The agents are all using a single NN.

There is centralized learning and decentralized execution.

The agents do not have an input state telling them of their instrument of production.

So differing production policies are being trained on, and asked of, the single NN for all agents.

Remember, each sector is a unique output of the NN.

Adding a new input which is an agent index (agent ID) may help differentiate policies (each agent results in a unique input since each agent has a unique ID).

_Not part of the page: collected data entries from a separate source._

PR #187, opened 2021-01-27
fix default handler index paths

lukaskollmer:
# fix default handler index paths

Fixes a bug where the default-generated handler identifiers (ie their index paths) could contain negative elements.
The issue was that we missed a `visitor.enterComponentContext` call for non-custom components.

Example:
```swift
struct WrappedComponent<T: Component>: Component {
    let wrapped: T
    var content: T { wrapped }
}

    var content: some Component {
        WrappedComponent(WrappedComponent(WrappedComponent(Text())))
    }
}
```

Here, all `WrappedComponent`s would use the default visit implementation, which only calls `enterContent` but not `enterComponentContext`. If we replace the `WrappedComponent`s with pathless `Group`s or manually constructed `TupleComponent`s (all three options would be semantically equivalent) we'd get the correct behaviour since Group's and TupleComponent's accept implementations call both functions (`enterContent` and `enterComponentContext`).

### Testing
added a test to catch this in the future

### Reviewer Nudging
look at the code, run the example

### DIFF
--- a/Sources/Apodini/Components/Component/Component.swift
+++ b/Sources/Apodini/Components/Component/Component.swift
@@ -39,7 +39,9 @@ extension Component {
             HandlerVisitorHelperImpl(visitor: visitor)(self)
             if Self.Content.self != Never.self {
                 visitor.enterContent {
-                    content.accept(visitor)
+                    visitor.enterComponentContext {
+                        content.accept(visitor)
+                    }
                 }
             }
         }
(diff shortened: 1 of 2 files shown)


theMomax (approved):
LGTM...it didn‘t break anything, so I guess it’s fine. I could imagine it was implemented like that because back then we thought any custom components would be what we now call Handler.

lukaskollmer:
@theMomax iirc the index paths were added after the Handlers, but yeah I don't think I ever really considered the use case of declaring custom `Component`s.

PSchmiedmayer:
@lukaskollmer Thanks 🚀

Alternatively, including productivity inputs may be useful (if not already done?), but may get needlessly complicated. Because...

Productivity has two aspects:
    * A quantity of goods which make up the instruments of production (assumed to be 1, and not explicitly modeled here)
    * A productivity matrix which maps labor sector inputs to product sector outputs.
        

In [1]:
import time
import seaborn as sns

In [2]:
import Agents

In [3]:
import Agents
import Instruments
import Markets

import Simulate
import Environment


import SimPlotting

import numpy as np
from scipy.stats import norm, uniform
import random

import matplotlib.pyplot as plt

In [4]:

def initialize_instruments(Nins_1, Nins_2, means, stds):

    instruments = []

    #means = mean_productivities
    #stds = std_productivities

    for N in range(Nins_1):
        instrument = Instruments.Universal([means[0], 0])
        instruments.append(instrument)

    for N in range(Nins_2):
        instrument = Instruments.Universal([0, means[1]])
        instruments.append(instrument)
        
    return instruments

    
    

In [5]:
#Instruments.Universal([0,1]).matrix

In [6]:
def initialize_agents(initial_parameters, learning_parameters) -> list:
    
    kwargs = {**initial_parameters, **learning_parameters}
    
    
    Agent_list = [Agents.Agent(**kwargs) for i in range(Nagents)]

    return Agent_list
   
    #Agent_list = [Agents.Agent(QNN=qnn, **initial_parameters, Q=np.random.random(2)*10) for i in range(Nagents)]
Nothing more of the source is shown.